ACTIVITY: Which of the lines below include "disable"? Each one should be copied out.

Dataset items:
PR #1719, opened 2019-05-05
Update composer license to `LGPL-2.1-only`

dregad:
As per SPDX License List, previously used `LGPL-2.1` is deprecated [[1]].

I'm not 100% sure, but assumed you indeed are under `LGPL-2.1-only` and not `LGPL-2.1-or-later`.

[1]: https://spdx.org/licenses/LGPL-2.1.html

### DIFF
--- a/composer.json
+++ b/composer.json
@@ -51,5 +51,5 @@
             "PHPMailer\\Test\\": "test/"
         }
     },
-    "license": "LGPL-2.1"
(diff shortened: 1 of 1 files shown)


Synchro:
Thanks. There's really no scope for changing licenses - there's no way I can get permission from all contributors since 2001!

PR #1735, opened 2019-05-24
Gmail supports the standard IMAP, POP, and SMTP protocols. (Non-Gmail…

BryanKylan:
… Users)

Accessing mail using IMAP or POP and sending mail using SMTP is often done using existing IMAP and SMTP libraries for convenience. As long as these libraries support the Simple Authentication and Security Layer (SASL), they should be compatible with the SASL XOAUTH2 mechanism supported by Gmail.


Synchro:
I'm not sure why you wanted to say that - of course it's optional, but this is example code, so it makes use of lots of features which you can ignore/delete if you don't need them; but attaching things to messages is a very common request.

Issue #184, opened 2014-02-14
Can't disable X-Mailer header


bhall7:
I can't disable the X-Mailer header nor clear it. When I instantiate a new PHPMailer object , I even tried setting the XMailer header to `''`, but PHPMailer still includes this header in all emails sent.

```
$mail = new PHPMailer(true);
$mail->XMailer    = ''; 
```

---

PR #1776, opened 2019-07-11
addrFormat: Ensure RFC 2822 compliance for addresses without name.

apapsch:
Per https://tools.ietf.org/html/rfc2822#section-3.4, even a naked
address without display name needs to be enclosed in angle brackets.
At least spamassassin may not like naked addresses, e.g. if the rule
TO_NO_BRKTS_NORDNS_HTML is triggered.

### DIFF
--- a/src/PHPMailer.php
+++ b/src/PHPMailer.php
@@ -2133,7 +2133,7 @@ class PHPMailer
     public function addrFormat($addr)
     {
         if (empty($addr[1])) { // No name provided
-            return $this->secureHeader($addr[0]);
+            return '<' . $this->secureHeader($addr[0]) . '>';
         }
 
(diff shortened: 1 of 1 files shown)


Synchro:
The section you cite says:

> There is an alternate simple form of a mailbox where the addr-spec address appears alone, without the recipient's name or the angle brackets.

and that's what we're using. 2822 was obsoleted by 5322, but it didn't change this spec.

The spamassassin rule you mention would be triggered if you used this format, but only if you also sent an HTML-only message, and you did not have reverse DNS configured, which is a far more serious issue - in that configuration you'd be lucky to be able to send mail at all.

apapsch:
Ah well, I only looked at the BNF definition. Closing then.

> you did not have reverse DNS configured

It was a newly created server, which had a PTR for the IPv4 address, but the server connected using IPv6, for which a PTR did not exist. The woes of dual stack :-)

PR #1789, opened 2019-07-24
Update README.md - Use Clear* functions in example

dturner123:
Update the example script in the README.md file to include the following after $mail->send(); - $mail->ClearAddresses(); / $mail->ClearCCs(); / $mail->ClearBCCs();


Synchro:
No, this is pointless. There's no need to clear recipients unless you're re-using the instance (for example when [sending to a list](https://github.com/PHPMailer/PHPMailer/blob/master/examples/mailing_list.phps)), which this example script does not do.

ANSWER SPACE:
Can't disable X-Mailer header
I can't disable the X-Mailer header nor clear it. When I instantiate a new PHPMailer object , I even tried setting the XMailer header to `''`, but PHPMailer still includes this header in all emails sent.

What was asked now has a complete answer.